|

Gökkubbede hoş sada bıraktı

Türk musikisinin yaşayan hafızası olarak kabul edilen kanun sanatçısı Cüneyd Kosal son yolculuğuna uğurlandı. Dostları Erol Sayan, Fırat Kızıltuğ ve Erol Deran, Kosal’ın hem çalışmaları hem dostluğuyla gokkubede hoş bir sada bıraktığını dile getirdi.

Harun Karabuç
04:00 - 24/12/2018 Pazartesi
Güncelleme: 03:39 - 24/12/2018 Pazartesi
Yeni Şafak
FOTOĞRAF: SEDAT ÖZKÖMEÇ
FOTOĞRAF: SEDAT ÖZKÖMEÇ

Geçtiğimiz Cuma günü kaybettiğimiz Türk musikisinin duayeni kanun sanatçısı nam-ı diğer ‘Derviş Kanuni’ Cüneyd Kosal’ı dün son yolculuğuna uğurladık.
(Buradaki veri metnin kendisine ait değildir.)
PR #9955, opened 2023-08-22
"Jump To Destination" Unit Action Button for units that are moving

huckdogg:
When a unit is moving to position that will take multiple turns, a new button called "Jump to Destination" is displayed in the unit actions button list. Clicking the button will move the map view to the destination tile and cause the white circle at the tile to flash.

image

This commit also fixes the situation where the player is unable to open the Show More unit actions list while the unit is moving and out of moves for the turn. Previously, clicking Show More in this scenario would jump to the next active unit.


yairm210:
- Need icon credit
- 'Jump to destination' sounds like the *unit* will be jumping to its destination - how about 'show unit destination'? That way it's clear that no action is being taken
- Agree that it's getting a bit crowded...
- Maybe we can highlight the destination tile with blue/white, so that if you have units that are close to their destination you won't need to click on that since you can just see it clearly? Not sure if suited to the same PR though

huckdogg:
I changed the wording to "Show unit destionation", added a new icon with credit, and moved the button to the Show More menu. I didn't adjust the Show Destination behavior at this point. Clicking the button always centers the screen on the destination tile.

PR #9961, opened 2023-08-23
City construct menu

SomeTroglodyte:
In the works...

image


yairm210:
How do you open this exactly?

Ouaz:
Really nice addition.

There's a little bug though (or maybe it's intended?).
When using the buttons in the construction queue (delete, up/down arrows), it opens the construct menu each time (without right-clicking) after a slight delay.

construct_buttons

Kosal’ın cenazesi Merkezefendi Cami’nde kılınan ikindi namazına müteakip son yolculuğuna uğurlandı. 1931 yılında Dede Efendi’nin bir zamanlar yaşadığı mahallede dünyaya gelen Kosal, 2017’de Kültür ve Turizm Bakanlığı Özel Ödülü’nü aldı. Telefon açtığımda “Sonunda beni hatırladılar” dedi.
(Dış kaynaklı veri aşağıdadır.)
PR #9965, opened 2023-08-24
Add tests for city class and introduce small refactor

Framonti:
This change is not affiliated to any GitHub issue

Introduction of some tests for the most complex methods of class City.
Introduction of refactoring by extracting methods to help readability of one of aforementioned methods

### DIFF
--- a/core/src/com/unciv/logic/city/City.kt
+++ b/core/src/com/unciv/logic/city/City.kt
@@ -202,19 +202,39 @@ class City : IsPartOfGameInfoSerialization {
     fun getCityResources(): ResourceSupplyList {
         val cityResources = ResourceSupplyList()
 
-        val resourceModifer = HashMap<String,Float>()
+        val resourceModifer = HashMap<String, Float>()
         for (resource in civ.gameInfo.ruleset.tileResources.values)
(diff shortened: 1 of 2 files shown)


Framonti:
Hi @SomeTroglodyte ,
It may absolutely be possible that some tests were already covering parts of the code (probably indirectly, I checked usages of the methods under tests before writing them and found no references in tests). I'm not really familiar yet with the codebase, so I must have missed them. 

For example, there is the following test 
```
@Test
    fun testConsumesResourceUnique() {
        val consumesCoal = game.createBuilding("Consumes [1] [Coal]")
        city.cityConstructions.addBuilding(consumesCoal.name)
        Assert.assertTrue(civInfo.getCivResourcesByName()["Coal"] == -1)
    }
```
Which does look pretty similar to one of the test I wrote, but it's not quite the same.

No problems about waiting before merging 👍

Framonti:
I understand. 
I can see how some tests may have looked similar, no worries. I double-checked the existing tests. There exist some that are similar, as the example I showed before. But no tests directly checked the behaviour of City class methods.

Thanks for your code review👍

Aldığı bu ödül onu çok onurlandırmıştı. Bir sonraki buluşmamızda uzun uzun sohbet etmiştik. Musiki aşkına okuduğu tıp fakültesini yarıda bırakan Kosal, tabipliği musikiye feda etmiş, 87 yıllık ömrünü musikiye adamıştı. Kanun icrası tartışılmazdı. Yüzlerce ilahi bestelemiş, binlercesini notaya almıştı. Çok iyi bir notistti. Bu yönüyle Türk müziğinin hafızası kabul edilen Kosal, tüm arşivini İslam Araştırmaları Merkezi (İSAM) kütüphanesine bağışladı. Klasik Türk Sazları Beşlisi’ni kurdu.
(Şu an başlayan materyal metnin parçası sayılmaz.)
PR #9967, opened 2023-08-24
AI now move units closer to enemy first in wartime

tuvus:
Units tend to be clumped up in a large ball when they need to move into enemy territory to attack. This code prioritizes moving the units in front first so the AI can move them quicker to their target with fewer inefficiencies.

If you take a medium or large map with nukes disabled, set yourself as the spectator and add 6 AI civs, then let them play out. Once they get a huge death ball, they are very inefficient with fighting. Therefore I created this first change to help fix this.

### DIFF
--- a/core/src/com/unciv/logic/automation/civilization/NextTurnAutomation.kt
+++ b/core/src/com/unciv/logic/automation/civilization/NextTurnAutomation.kt
@@ -20,6 +20,7 @@ import com.unciv.logic.civilization.diplomacy.DiplomaticStatus
 import com.unciv.logic.civilization.diplomacy.RelationshipLevel
 import com.unciv.logic.civilization.managers.ReligionState
 import com.unciv.logic.map.BFS
+import com.unciv.logic.map.mapunit.MapUnit
 import com.unciv.logic.map.tile.Tile
 import com.unciv.logic.trade.Trade
 import com.unciv.logic.trade.TradeEvaluation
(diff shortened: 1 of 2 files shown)


tuvus:
I think this is only temporary. I am planning on making more AI changes, and having the distance to the closest enemy unit stored in each unit is very valuable. So I might end up attaching it to the mapUnit itself. There is much to change for the AI.

yairm210:
I think we can consider TacticalAI as an experiment that never got off the ground, it's not really in use but you can think of it as inspiration

tuvus:
I run many games with AI only at a later era so that they can build up into a death ball and I can test the AI. Playing a game to that point would take too long and sometimes I need multiple saves to test. The AI doesn't perform well and tends to leave cities unharmed even when it is surrounded by units (I am working on that right now). So most of changes will probably go into improving the spectator features and the AI.

Screenshot_20230824-143059_Unciv

As you can see in this screenshot, Siam has a very large army but it takes forever for it to get anywhere because the units in the back have nowhere to go. The save is around 4.7.12 I think.

Also, I would like to suggest the option of allowing players to use the automated features for half or more of their turn. For example, if Siam here were a player, turns would take like 20 minutes to complete. This is way too long, so instead of moving every unit, the player does their most important moves and decisions (For example tech, policies or nukes) first and presses button(s) to automate some or all of the rest. From what I have looked into the code it seems like this would be "relatively" simple to do.

tuvus:
Here's another one, this time with modifications to the war AI. I'm looking at the unit behavior.

CivBigArmyWithAI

Tarihi Türk Müziği Topluluğu’nun kuruluşunda yer aldı. Üsküdar Musiki Cemiyeti’nde koroda bulundu. Klasik Türk Sazları Beşlisi’ni kurdu. TRT radyolarında yıllarca çeşitli sanatçılara sazıyla refakat etti. 87 yıllık ömrünü Türk müziğine adayan Cüneyd Kosal’ı Türk müziğinin duayen isimlerinden Erol Sayan, Fırat Kızıltuğ ve Erol Deran anlattı.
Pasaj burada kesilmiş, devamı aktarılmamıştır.